Here’s the most satisfying part of Dr. Bi-ceratop’s system (in my opinion).

Plugging in the Taylor series expansion for Q(X) into
P(X) ~ exp(-Q(X))
gives:

P(X) ~ exp(-½ * (X - X_best)^T * C * (X - X_best))

That’s exactly the form of the red boxed thing in the definition of a multivariate Gaussian (recall X_best is the mean)!

This means that we already have the covariance matrix calculated:
it’s just the inverse of the final value of C we calculated when we found X_best!

So basically for free, we have the probability distribution of the initial location and velocity of the asteroid based on just angle observations. Plotting just the location (x, y), we get a distribution like the following: Illustration of Confidence Ellipses

If Dr. Bi-ceratops were a 4 dimensional creature instead of a 2 dimensional creature, he’d be able to see that the actual distribution looks like a 4D hyperellipsoid describing the uncertainty in x, y, v_x, and v_y!

Now that the asteroid is pinpointed, it’s pretty easy*** to calculate the probability of impact with plane-et.

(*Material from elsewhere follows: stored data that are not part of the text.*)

PR #632, opened 2025-10-29
feat: add OpenTofu

stefanoghinelli:
### Summary 💡

Add OpenTofu support with deprecation warning for Terraform. Backward compatibility with previous SD releases is preserved.

Relates: [sighupio/distribution/pull/468](https://github.com/sighupio/distribution/pull/468) - [sighupio/product-management/issues/657](https://github.com/sighupio/product-management/issues/657)

### Description 📝

Starting from SD v1.33.2, distribution ships with OpenTofu instead of Terraform. This PR allows furyctl to work with both previous versions (Terraform only) and new ones (OpenTofu only). During the deprecation period, users can keep spec.toolsConfiguration.terraform in their furyctl.yaml without blocking errors, but under the hood furyctl will use the tofu binary.

Changelog:

- New OpenTofu tool: added internal/dependencies/tools/opentofu.go with download, validation, and version detection
- Feature detection: added FeatureOpentofuSupport in internal/distribution/features.go (checks kfd.yaml for tools.common.opentofu.version)
- Binary selection (internal/cluster/phase.go): uses tofu binary when opentofu.version is set in kfd.yaml, otherwise terraform
- Preflight state handling (internal/apis/kfd/v1alpha2/ekscluster/common/preflight.go): added helper to handle both spec.toolsConfiguration.terraform and spec.toolsConfiguration.opentofu state configs
- Validation (internal/config/validate.go): shows deprecation warning when user has spec.toolsConfiguration.terraform and opentofu is available
- Upgrade paths (configs/upgrades/ekscluster/1.33.1-1.33.2/): added pre-phase scripts to backup terraform states before upgrading with OpenTofu

### Breaking Changes 💔

None.

### Tests performed 🧪

- [x] Upgrade from SD v1.33.1 to v1.33.2-rc.0 keeping terraform config, warning displayed correctly
- [x] New SD cluster with v1.33.2-rc.0 using opentofu field, with no warnings
- [x] New SD cluster with v1.33.2-rc.0 using terraform field, warning displayed
- [x] Upgrade from SD v1.33.1 to v1.33.2-rc.0 migrating to opentofu

### Future work 🔧

In the future versions (likely after v1.35), we'll need to change the Terraform deprecation warning to a blocking error.

### DIFF
--- a/internal/config/validate.go
+++ b/internal/config/validate.go
@@ -400,7 +400,7 @@ func validateToolsConfiguration(repoPath string, furyctlConf map[string]any) err
 
 	toolsConfig, exists := spec["toolsConfiguration"].(map[string]any)
 	if !exists {
-		// No error if there is no toolsConfiguration(e.g. not available in KFDDistribution)
+		// No error if there is no toolsConfiguration(e.g. not available in KFDDistribution).
 		return nil
 	}
 


nutellinoit (changes requested):
LGTM with just one issue

kriive (approved):

internal/apis/kfd/v1alpha2/ekscluster/common/preflight.go
```diff
@@ -50,6 +50,19 @@ type PreFlight struct {
 	InfrastructureTerraformOutputsPath string
 }
 
+func (p *PreFlight) getTerraformStateConfig() private.SpecToolsConfigurationTerraformStateS3 {
+	if p.FuryctlConf.Spec.ToolsConfiguration.Opentofu != nil {
+		return private.SpecToolsConfigurationTerraformStateS3{
```
ralgozino: just curious: why do you need to return a new struct? can't you return here `p.FuryctlConf.Spec.ToolsConfiguration.Opentofu.State.S3` here like below for terraform?

ralgozino: that makes sense, thanks!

Just sample a bunch of asteroids from the probability distribution, simulate their paths using Newton’s laws of motion, and check if they collide with plane-et - and boom ☄️ - we’re done!

Dinosaurs saying Thank You :))

*** What I described for calculating probabilities is really slow cause you have to sample a lot of asteroids - there are much better and faster ways that I would write about but the flat-o-saurs are after me and I don’t have tim-